You may be called for more details by the GP or clinician, but you don’t need to contact them or book an appointment. A carer can apply for a medical exemption on your behalf.

You’ll get the results automatically within two to three weeks. If your exemption is approved, you will be able to use the NHS Covid Pass. It won’t show that you are exempt, simply that you have the pass.

Until your approval is granted, you can self-declare as exempt. However, businesses and event organisers in England can decide whether or not to allow you to enter.

This applies until mid-December 2021, after which time you will have to use the NHS Covid Pass.

Whilst you are waiting for your approval, you may want to use our Covid NHS Pass exemption card as a visual aid to show your self-declared exemption. But please be aware that it doesn’t guarantee entry.
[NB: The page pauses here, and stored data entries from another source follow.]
PR #535, opened 2016-06-27
Mark nameTag as deprecated, remove from examples and tests.

samgreen:


yas375:
Would you recommend something to use instead?

samgreen:
Hi @yas375, we weren't aware of this still being used anywhere. It's been deprecated (unofficially) since Dec 2014. Can you explain what you're using it for?

If you absolutely require `nameTag`, you can still set a super property with the key `$mp_name_tag`. Is that helpful?

yas375:
Is the `nameTag` value you show in these places or am I wrong?

samgreen:
Those properties are set with the people properties name `$first_name`, `$last_name`, `$name`

cassiegamm:
Hi @yas375,

By default the reserved properties `$name` or `$first_name `would be used to populate these views. For your convenience, a full list of reserved property names can be found here: https://mixpanel.com/help/questions/articles/special-or-reserved-properties

If it's relevant, you could use the [set_once](https://mixpanel.github.io/mixpanel-iphone/Classes/MixpanelPeople/index.html#//apple_ref/occ/instm/MixpanelPeople/setOnce:) method to set the unique user id and ensure that it will never be overwritten. Otherwise, the standard set method should cover your needs.

yas375:
@cassiegamm thanks

PR #537, opened 2016-06-28
Add MPNotification test with malformed image URL from customer issue.

samgreen:
This test exercises a real code path that caused a crash in v2.9.8 for a customer due to an invalid image URL. This test confirms that the move to `NSURLComponents` did actually resolve that issue.


yinfeiru:
lgtm

PR #545, opened 2016-07-14
First pass at better URL encoding

samgreen:
Remove nonsensical URL encoding from MPNotification.

Remove MPNetworkTests.h and move to MPNetworkPrivate.h, fix tests since there was a small refactor, add test that checks full URL is built correctly for decide changes.

### DIFF
--- a/Mixpanel/MPNetwork.h
+++ b/Mixpanel/MPNetwork.h
@@ -20,4 +20,12 @@
 
 - (void)updateNetworkActivityIndicator:(BOOL)enabled;
 
+- (NSURLRequest *)requestForEndpoint:(NSString *)endpoint
+                        byHTTPMethod:(NSString *)method
+                      withQueryItems:(NSArray <NSURLQueryItem *> *)queryItems;
+
+- (NSURLRequest *)requestForEndpoint:(NSString *)endpoint
+                        byHTTPMethod:(NSString *)method
+                             andBody:(NSString *)body;
+
 @end
--- a/Mixpanel/MPNetwork.h
+++ b/Mixpanel/MPNetwork.h
@@ -8,6 +8,12 @@
 
 #import <Foundation/Foundation.h>
 
+typedef NS_ENUM(NSUInteger, MPNetworkEndpoint) {
+    MPNetworkEndpointTrack,
+    MPNetworkEndpointEngage,
+    MPNetworkEndpointDecide
+};
+
 @interface MPNetwork : NSObject
 
 @property (nonatomic) BOOL shouldManageNetworkActivityIndicator;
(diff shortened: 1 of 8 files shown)


Mixpanel/MPNetwork.h
```diff
@@ -20,4 +20,12 @@
 
 - (void)updateNetworkActivityIndicator:(BOOL)enabled;
 
+- (NSURLRequest *)requestForEndpoint:(NSString *)endpoint
```
patedit: If we keep `queryItems` and `andBody` we don't need to pass the http method. Alternatively, we could just keep `byHTTPMethod` and pass an `id` (not ideal, I prefer the first solution).

Mixpanel/MPNetwork.m
```diff
@@ -115,16 +116,62 @@ - (BOOL)handleNetworkResponse:(NSHTTPURLResponse *)response withError:(NSError *
 }
 
 #pragma mark - Helpers
-- (NSURLRequest *)requestForEndpoint:(NSString *)endpoint withBody:(NSString *)body {
-    NSURL *URL = [self.serverURL URLByAppendingPathComponent:endpoint];
-    NSMutableURLRequest *request = [NSMutableURLRequest requestWithURL:URL];
++ (NSArray<NSURLQueryItem *> *)buildDecideQueryForProperties:(NSDictionary *)properties
+                                              withDistinctID:(NSString *)distinctID
+                                                    andToken:(NSString *)token {
+    NSURLQueryItem *itemVersion = [NSURLQueryItem queryItemWithName:@"version" value:@"1"];
```
patedit: Is this a new param? Why do we need it?

Mixpanel/MPNetwork.m
```diff
@@ -115,16 +116,62 @@ - (BOOL)handleNetworkResponse:(NSHTTPURLResponse *)response withError:(NSError *
...
+    NSURLQueryItem *itemLib = [NSURLQueryItem queryItemWithName:@"lib" value:@"iphone"];
```
patedit: `lib` or `mp_lib`?

Mixpanel/Mixpanel.m
```diff
@@ -982,7 +975,9 @@ - (void)applicationDidEnterBackground:(NSNotification *)notification
         dispatch_group_enter(bgGroup);
         NSString *requestData = [MPNetwork encodeArrayForAPI:@[@{@"event": @"Integration", @"properties": @{@"token": @"85053bf24bba75239b16a601d9387e17", @"mp_lib": @"iphone", @"distinct_id": self.apiToken}}]];
         NSString *postBody = [NSString stringWithFormat:@"ip=%d&data=%@", self.useIPAddressForGeoLocation, requestData];
-        NSURLRequest *request = [self.network requestForEndpoint:@"/track/" withBody:postBody];
+        NSURLRequest *request = [self.network requestForEndpoint:@"/track/"
```
patedit: Could we use constants for this and `decide`?

Mixpanel/MPNetwork.h
samgreen: Agree, will change.

Mixpanel/MPNetwork.m
samgreen: This is an old param. Remember this is for *decide*

Mixpanel/MPNetwork.m
samgreen: `lib` we're building for *decide* and not *track*

Mixpanel/Mixpanel.m
samgreen: Yes, will do.

patedit: And engage, sorry

patedit:
LGTM

PR #587, opened 2016-10-12
fixed it so completion block wasn't called twice for errors in decide…

pchien:
…. minor cleanup so completion blocks were called from same place for error and success


patedit:
LGTM!!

Scotland is waiting to release its full list of exemptions and is working on an exemption scheme that works “in a way that is compatible with the human rights of those who may be entitled to exemption.”

The Welsh Government hasn’t mentioned exemptions for its pass in its latest announcement or official guidance. We will be keeping an eye on what happens and update this story when we know more.

Mandatory vaccines and exemptions for care home staff

As of 11th November 2021, all care home staff working in a Care Quality Commission-registered home in England had to have had both vaccinations, unless they are medically exempt or exempt for other reasons.

All staff members need to have had their first vaccine by 16th September to allow time for the second. If you work in a care home and haven’t yet had a vaccine, speak to your employer as soon as possible.

You’ll need to use the same NHS Pass as with venues to prove you have had both. The same medical exemptions also apply and you can self-certify in the same way.

Care home residents and friends or relatives visiting residents don’t have to abide by this regulation. You can also be exempt if:

  • it is reasonably necessary for the person to provide emergency assistance in the care
  • it is reasonably necessary for the person to provide urgent maintenance assistance to
    the care home
  • the person is a member of the emergency services in execution of their duties
  • the person is visiting a resident who is dying (further detail below)
  • it is reasonably necessary for the person to provide comfort or support to a resident in
    relation to a resident’s bereavement following the death of a relative or friend
  • the person is under the age of 18.

You can find out more information on the Government website.